::: PROVIDED RECORDS :::

PR #627, opened 2018-04-12
@xtina-starr => Series nav on feature articles

kanaabe:
I noticed that the Articles story was getting hard to navigate, so this also breaks out this file into multiple stories for easier navigation + development. 

Addresses https://artsyproduct.atlassian.net/browse/GROW-488

Adds this transparent nav to Feature articles with Fullscreen if they belong to a Series. 
image


eessex:
Good call breaking out the stories!

src/Components/Publishing/Nav/Nav.tsx
```diff
@@ -79,23 +70,29 @@ export class NavComponent extends React.Component<Props, State> {
...
+  styled.div
 
 const NavContainer = Div`
-  background-color: ${props => props.transparent ? "transparent" : "black"};
+  background-color: ${props => (props.transparent ? "transparent" : "black")};
   border-bottom: 1px solid white;
-  ${props => props.transparent && !props.isFixed && `
+  ${props =>
+    props.transparent &&
+    !props.isFixed &&
```
xtina-starr: I'm assuming that this is suppose to be if there is a transparent property and `isFixed` is false apply those style rules?

Minor but I found this a bit tricky to read. I don't know if this is syntactically correct but maybe wrap the first two statements in parenthesis?

kanaabe: Yep, this is syntactically correct. It's a little trick -- && will stop and return false at a false value, otherwise it will return the last value. So this returns the string literal if it passes the first two &&'s

xtina-starr: Right and what I was proposing was something like...

``` js
${props =>
  (props.transparent && !props.isFixed) &&
  `
  ...
`}
```

to group the two conditionals for readability.

kanaabe: Oh gotcha, ya I'd be glad to do that!

kanaabe: Ah well I tried to do this but Prettier just removed them anyway 😅

xtina-starr: Haha no worries. It was just a minor suggestion. In general this PR looks good to me. I think we can merge.

kanaabe:
Cool, going to merge then!

PR #628, opened 2018-04-16
@eessex => Use seriesArticle from article instead of a prop

kanaabe:
Use the `seriesArticle` that's already available from `article` instead of as a prop.


src/Components/Publishing/Layouts/FeatureLayout.tsx
```diff
@@ -24,8 +23,8 @@ export class FeatureLayout extends React.Component<ArticleProps> {
       isMobile,
       isSuper,
       relatedArticlesForCanvas,
-      seriesArticle,
     } = this.props
+    const { seriesArticle } = article
```
eessex: Could also do this inline as `article: { seriesArticle }`

eessex: 👍

PR #629, opened 2018-04-16
@kanaabe => Type system update

l2succes:
The PR is an initial pass at consolidating our uses of fonts and styles across reaction in light of the new Design system that's been introduced recently.

It replaces the `primary` and `secondary` mixins for ones named after the fonts `avantgarde`, `garamond` and `unica`. 

This also adds [`babel-plugin-module-resolver`](https://github.com/tleunen/babel-plugin-module-resolver) which allows us to use path aliases instead of 
`import Fonts from '../../../Assets/Fonts'` we can now write `import Fonts from 'Assets/Fonts'`
this was verified to work in force as well.

Todo:

- [ ] Add support for responsive styles

https://www.notion.so/artsy/Design-92030f16ed7c4c72bb3eb832b4243d04


src/Assets/Fonts.tsx
```diff
@@ -1,36 +1,178 @@
...
+}
+
+export const unica = (size: keyof typeof UnicaSizes, family = "regular") => {
+  const evaluatedSize = UnicaSizes[size]
+  return css`
+    font-family: ${fontFamily.unica[family]}, Arial, serif;
+    -webkit-font-smoothing: antialiased;
+    font-size: ${evaluatedSize.size};
+    line-height: ${evaluatedSize.height};
+  `
```
damassi: While I think this might be superceded by some of our discussion today this is where I was thinking about introducing some layer or responsiveness into the system

src/Components/Artist/MarketInsights/MarketInsights.tsx
```diff
@@ -3,15 +3,15 @@ import * as React from "react"
 import { createFragmentContainer, graphql } from "react-relay"
 import styled from "styled-components"
 
-import colors from "../../../Assets/Colors"
-import { Fonts } from "../../Publishing/Fonts"
+import colors from "Assets/Colors"
+import { unica } from "Assets/Fonts"
```
damassi: We should make 100% sure that absolute paths are cross-app compatible; maybe there's something easy we can do if not?

Can you try to run this while linked with force?

l2succes: I did get some errors in force but I'm not 100% sure it's related to the use of absolute paths. Will confirm, if anything i'll revert back to relative paths

src/Components/Gene/Artists.tsx
```diff
@@ -40,8 +40,7 @@ const LoadMoreContainer = styled.div`
 `
 
 const LoadMoreButton = styled.a`
-  font-family: ${fonts.primary.fontFamily};
-  font-size: 14px;
+  font-family: ${avantgarde("s13")};
```
kanaabe: Do we need `font-family` here?

src/Components/Publishing/Display/Canvas/CanvasSlideshow.tsx
```diff
@@ -280,6 +280,6 @@ const Image = responsiveImage`
   `}
 `
 const Caption = styled.div`
-  ${Fonts.garamond("s11")} color: ${Colors.grayMedium};
+  ${garamond("s11")} color: ${Colors.grayMedium};
```
kanaabe: Could use a `;`

src/Components/Publishing/Email/InstantArticleEmailSignup.tsx
```diff
@@ -106,19 +110,17 @@ const InstantArticleEmailContainer = styled.div`
...
 `
 const Title = styled.div`
-  ${Fonts.garamond("s23")}
-  margin-bottom: 30px;
+  ${Fonts.garamond("s23")} margin-bottom: 30px;
 `
 const Subtitle = styled.div`
-  ${Fonts.avantgarde('s11')}
-  margin-bottom: 10px;
+  ${Fonts.avantgarde("s11")} margin-bottom: 10px;
```
kanaabe: `;` and one above

src/Components/Publishing/Fonts.tsx
```diff
@@ -1,184 +0,0 @@
...
-    line-height: ${textSizesForGaramond[size].height};
-  `
-  return style.concat(sizeStyles)
-}
-
-export const Fonts = {
-  garamond,
-  avantgarde,
-  unica,
-}
```
kanaabe: 😴

src/Components/Publishing/Header/BasicHeader.tsx
```diff
@@ -134,7 +134,7 @@ const Description = styled.div`
 `
 
 const defaults = css`
-  ${Fonts.unica("s16", "medium")} line-height: 1.1em;
+  ${unica("s16", "medium")} line-height: 1.1em;
```
kanaabe: 👀

src/Components/Publishing/Header/StandardHeader.tsx
```diff
@@ -40,19 +40,17 @@ const StandardHeaderContainer = styled.div`
   box-sizing: border-box;
   ${pMedia.sm`
     margin: 30px auto;
-  `}
+  `};
 `
 const Title = styled.div`
-  ${Fonts.garamond("s50")}
-  margin-bottom: 50px;
+  ${garamond("s50")} margin-bottom: 50px;
```
kanaabe: 👁

kanaabe:
Nice so far! There are a few places where it gets hard to read with those Prettier-ed interpolated styles but I spared you of commenting on all of them lol. I'm surprised that we didn't have to sacrifice any font sizes in the new system - happy about that! Given that visually nothing should change, it would be great to get @eessex and I to take a look on staging to make sure we didn't miss anything before we ship to Force.

l2succes:
Thanks @kanaabe. Yeah I realize prettier makes it difficult to review the actual changes.

Unfortunately I actually haven't updated switched/added all the new values yet so some of them are subject to change. I already spoke to Owen about what to replace them with. Hoping to get it all done today. Will keep you posted.

src/Assets/Fonts.tsx
l2succes: Yeah, that's what I was thinking as well. Just to keep the scope of this PR manageable I'll do it in another PR.

src/Components/Gene/Artists.tsx
l2succes: No we don't, good catch :)

l2succes:
@kanaabe Ok I think this finally good to go, I tested things in force to make sure everything still works but I'll take another pass once it's merged. As I mentioned, this is preliminary work that sets us up to support the new Design & Typography system.

In another PR, I will introduce the new font names yet as we want to also add support for responsiveness using (https://github.com/jxnblk/styled-system)

src/Components/Artist/MarketInsights/MarketInsights.tsx
damassi: @l2succes - how did this end up working in force?

kanaabe:
🎉 LGTM!!!!!!!!!!!! 🎉  (we discussed doing a major version change for this since it will be breaking)

src/Components/Artist/MarketInsights/MarketInsights.tsx
l2succes: @damassi Tested it locally on two machines and it works great. There was an issue with jest not resolving the path aliases but I fixed it

damassi: 👍

PR #633, opened 2018-04-17
@xtina-starr => Conditionally show partner info

eessex:
Adds a few conditionals to the PartnerBlock component to prevent showing title text when no image is present.


xtina-starr:
👍

PR #611, opened 2018-04-03
[Order2/WIP] Add new Order Form

damassi:
### WIP

This PR builds out a new order form for use in Force under the `/order2` route. Built using [React Router 4](https://reacttraining.com/react-router/) and [Formik](https://github.com/jaredpalmer/formik) (similar to Redux Form). 

What needs to be done:
- Form validation and submission. Formik has been dropped in but the particulars (validation before NEXT btn is enabled on a per-form basis) need to be wired up
- New top-level `onSubmit` API to handle submission / purchase on Force side, which connects or remaps existing API
- Style pixel pushing
- Tests 

**Related PRs:**
- https://github.com/artsy/force/pull/2326 -- (`/order2` route) 
- https://github.com/artsy/reaction/pull/617

**Storybooks:**
- http://localhost:9001/?selectedKind=Components%2FForms%2FOrder%20Form&selectedStory=Order%20Form&full=0&down=1&left=1&panelRight=0

**Specs:**
- https://artsyproduct.atlassian.net/secure/RapidBoard.jspa?rapidView=35&projectKey=BUY&selectedIssue=BUY-130&sprint=50
- https://app.zeplin.io/project/5ab94282c124db8d58365b47/dashboard

When developing in force, make sure to open a new tab and run `yarn link && yarn watch` so that changes are synced over on the force side during development.

PR #636, opened 2018-04-17
@sweir27 => New order form

erikdstock:
Tracked in [PURCHASE-13](https://artsyproduct.atlassian.net/secure/RapidBoard.jspa?rapidView=41&projectKey=PURCHASE&modal=detail&selectedIssue=PURCHASE-13)

This PR updates @damassi 's previous order form PR to use the new Wizard component developed by @xtina-starr and @l2succes. The form is visible in development mode on force at `/order2` if you `yarn link` it and `yarn watch` this source.

On the matter of file structure, this is organized under a new `Components/Forms` folder.  It also creates a form wizard component under `src/Components/Forms` following the pattern laid out in the formik repo examples: https://github.com/jaredpalmer/formik/blob/master/examples/MultistepWizard.js


src/Components/Authorization/Mobile/RegisterForm.tsx
```diff
@@ -10,7 +10,7 @@ import {
   inputValidators,
   StyledFacebookButton,
   StyledInput as Input,
-  TOSCheckbox,
+  TOSCheckbox
```
damassi: @erikdstock - was there no solution to the trailing comma issue? We don't want to remove this setting but rather fix prettier / eslint / tslint so that conflicts don't arise.

erikdstock: I'm unclear- do we WANT trailing commas? the specific issue came from object destructuring with `...rest` props at the end which was handled inconsistently from the other pieces.

damassi: We do, they're super useful when refactoring and this is the setting we have across all other projects.

erikdstock: oh, my mistake then. this seems to be the issue: https://github.com/prettier/prettier/issues/3528

erikdstock: Yeah, this was fixed in [1.9](https://prettier.io/blog/2017/12/05/1.9.0.html#don-t-print-a-trailing-comma-after-object-rest-spread-3313-https-githubcom-prettier-prettier-pull-3313-by-duailibe-https-githubcom-duailibe)

I'm able to avoid it for now with a `// disable` comment.

src/Components/Forms/FormikInput.tsx
```diff
@@ -0,0 +1,44 @@
...
+import { FormikProps, Field } from "formik"
+import styled from "styled-components"
+import { default as Input, InputProps } from "../Input"
+
+// export interface FormikInputProps<T> extends InputProps {}
+
+/**
+ * An input with the standard FormimkProps added for rendering niceness
+ */
+export const FormikInput: (props: any) => any = props => {
```
l2succes: we should name this component `Field` if it's an abstraction for our `Input` component + `Formik`, and use a concrete interface instead of `any` (maybe just reuse `InputProps`)

sweir27:
It feels like this PR is growing a bit-- is there any way to separate the `Wizard` updates from the `OrderForm` specifics? Might be a little easier to review in isolation if that's a possibility.

erikdstock:
I'll see if I can pull the wizard into its own PR this morning.

src/Components/Wizard/types.ts
```diff
@@ -5,11 +5,23 @@ export type FormErrors = { [key: string]: any } | null
...
 
+// Extending WizardContext here causes
+// `Type '(e: FormEvent<HTMLFormElement>) => any' is not assignable to type '(event: MouseEvent<Button>) => void'
+// in form.handleSubmit for button onClick prop
+// OR '(e: FormEvent<any>, values: { [key: string]: any; }) => void' is not assignable to type '(event: MouseEvent<Button>) => void'
+// for wizard.previous  for button OnClick prop
+export interface WizardStepChildProps {
+  form: any
+  wizard: any
+}
```
erikdstock: The props passed via context to a Wizard's Step's Child somehow cause type errors as descibed above, basically a conflict between MouseEvents and FormEvents. This isn't a problem in the wizard example form, where we don't use context from Step, so I'm solving it by setting these props to `any`. This avoids needing to say `< ... onClick={ form.handleSubmit as any }>` in the shipping, review and payment forms.

src/Components/Forms/support/index.tsx
```diff
@@ -0,0 +1,3 @@
+import { Field } from "./Field"
+
+export { Field }
```
sweir27: I keep wishing there was a way to import/export in the same line but I'm not sure there's a better way than this.

src/Components/Forms/OrderForm/Forms/ShippingForm.tsx
```diff
@@ -0,0 +1,128 @@
...
+        <Col xs>
+          <Title titleSize="small">Shipping address</Title>
+        </Col>
+      </Row>
+
+      <AddressFormInputs />
+
+      <Row>
+        <Col xs>
+          <InvertedButton block onClick={form.handleSubmit}>
```
sweir27: Still wondering what the best practice is for adding logic in the `submit` function on each step, since it seems that `handleSubmit` is defined on the parent. Would you just add a function that does an action and then calls `handleSubmit` explicitly?

I'm also happy to look into this when I pick up the next task, just wondering if there's already a preferred pattern.

src/Components/Forms/support/index.tsx
erikdstock: you can actually combine those 2 lines (`~import~ export { Blah } from "../Blahs"`)

src/Components/Forms/OrderForm/Forms/ShippingForm.tsx
erikdstock: Yeah, its hard to explain but:
`<Wizard>`'s children get `wizard` and `form` props which contain the same props as the Wizard `Step`'s child. In the latter case those props come down from context, which seems to cause some typing confusion. Ultimately I see it as- if you want a simple control in your layout (the `Wizard` child) then you can use it there. If you would rather have it in the `Step` (eg, "continue to step 2") you can use the same props there (but under the hood they come from context via the wizard)

src/Components/Forms/OrderForm/Forms/ReviewForm.tsx
```diff
@@ -0,0 +1,260 @@
...
+              </Text>
+            </Col>
+          </Row>
+        </Fragment>
+      </Grid>
+    )
+  }
+}
+
+// // Submission Complete
```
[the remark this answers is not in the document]
erikdstock: Left over from chris' work. I figured I would leave it until I've checked what comes at that step. I haven't checked yet.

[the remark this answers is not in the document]
sweir27: If his work is still captured in a closed PR (i.e. https://github.com/artsy/reaction/pull/611) then I'd rather we remove the commented-out code so we can avoid messy history.

src/Components/Forms/OrderForm/Forms/ReviewForm.tsx
```diff
@@ -0,0 +1,260 @@
...
+import { Grid, Row, Col } from "react-styled-flexboxgrid"
+import { WizardStepChildProps } from "../../../Wizard/types"
+
+export class ReviewForm extends Component<WizardStepChildProps> {
+  render() {
+    return (
+      <Grid fluid>
+        <Fragment>
+          <ShippingAddress editable />
+          <PaymentMethod editable />
```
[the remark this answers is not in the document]
erikdstock: credit @damassi

src/Components/Forms/OrderForm/index.tsx
```diff
@@ -0,0 +1,17 @@
+import React, { SFC } from "react"
+import { App } from "./App"
+// import { BrowserRouter } from "react-router-dom"
+// import { StaticRouter } from "react-router"
+
+export const OrderForm: SFC<{ onSubmit: any }> = ({ onSubmit }) => {
+  // const isClient = typeof window !== "undefined"
```
sweir27: ditto here

src/Components/Publishing/Byline/__tests__/__snapshots__/NewsByline.test.tsx.snap
```diff
@@ -158,7 +158,7 @@ exports[`News Byline renders on mobile 1`] = `
   >
     <a
       className="c6"
-      href="https://www.facebook.com/sharer/sharer.php?u=https%3A%2F%2Fwww.artsy.net%2Farticle%2Fundefined"
+      href="https://www.facebook.com/sharer/sharer.php?u=https%3A%2F%2Fwww.artsy.net%2Farticle%2Fnews-article"
```
sweir27: Is it intentional that all of these snapshots got updated?

erikdstock: No, i haven't even run tests- all i've done is rebase off master. i'll double check this.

:::

● WHAT THIS TASK INVOLVES: All that belongs in the answer is the run of lines above from the line containing "damassi: We do, they're" through the line containing "erikdstock: oh, my", exactly as written.

● RESULT BELOW:
damassi: We do, they're super useful when refactoring and this is the setting we have across all other projects.

erikdstock: oh, my mistake then. this seems to be the issue: https://github.com/prettier/prettier/issues/3528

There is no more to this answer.